I have the following setup:

this system -> wlan0 192.168.1.2 <-> router 192.168.1.1 <-> internet

this system -> eth0 192.168.2.1 <-> some other systems

wlan0 goes up on booting. 

eth0 manually.

The other systems does currently not have any direct access to the internet. I would like to let my system act as proxy.

I read somewhere about the possibility configuring a bridged interface br0=wlan0<->eth0. Is it possible, to use wlan0 and br0 at the same time? In other words, can the bridging system and systems behind the bridge use internet at the same time?Last edited by r3tep on Tue Mar 09, 2010 7:17 am; edited 1 time in total

----------

## eccerr0r

The easiest way is to just let the system route/NAT to wlan0, which shouldn't be too difficult - just make the machine into a pseudo-router.

Yes, bridging is the other way, but I hear there are many caveats.  Because it's a bridge, the drivers for wlan0 and eth0 need to be able to forge the address of the packet on the other side of the bridge, and not all drivers support that... I think this was meant to be "WDS" mode for the wireless side, for wireless distribution system.  Barring that issue, supposedly you can link both interfaces to the same bridge just fine (that's how WRT54G's work sort of...except WRT54G's wlan0 are in master mode...

----------

## r3tep

I solved that problem yesterdey by using net-firewall/firehol to generate an iptables configuration.

Bridging was afaik on my setup not possible because of that two different networks.

----------

## eccerr0r

You could have put them all on the same network?  Is that acceptable?
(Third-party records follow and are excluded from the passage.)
PR #10803, opened 2025-08-05
Fix disallowed color method declarations in `clippy.toml`

Wumpf:
It checked for `egui` colors rather than `ecolor` which missed a few cases and caused false warnings for violated `expect` when running `cargo clippy -p rerun`.


emilk (approved):
Nice

PR #10804, opened 2025-08-05
Optimize memory usage in `StreamingDecoder`

teh-cmc:
TL;DR: Don't poll on the underlying reader more than we need to, it triggers a cascade of failures that prevent all memory optimizations from kicking in.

This is sort of how the WRT54G works... wlan0 is actually separate from eth0.  In order for the wireless to be on the same subnet, it creates br0 which is the lan ip address.  eth0 and wlan0 (not real names, just using symbolics) are brctl'ed to br0.  They don't have IP addresses assigned to them, and the router has to copy packets to the other side of the bridge.

But anyway it sounds like the NAT solution works, just that they aren't on the same subnet.  At least it forces people to choose carefully what to be on what side of the router...

----------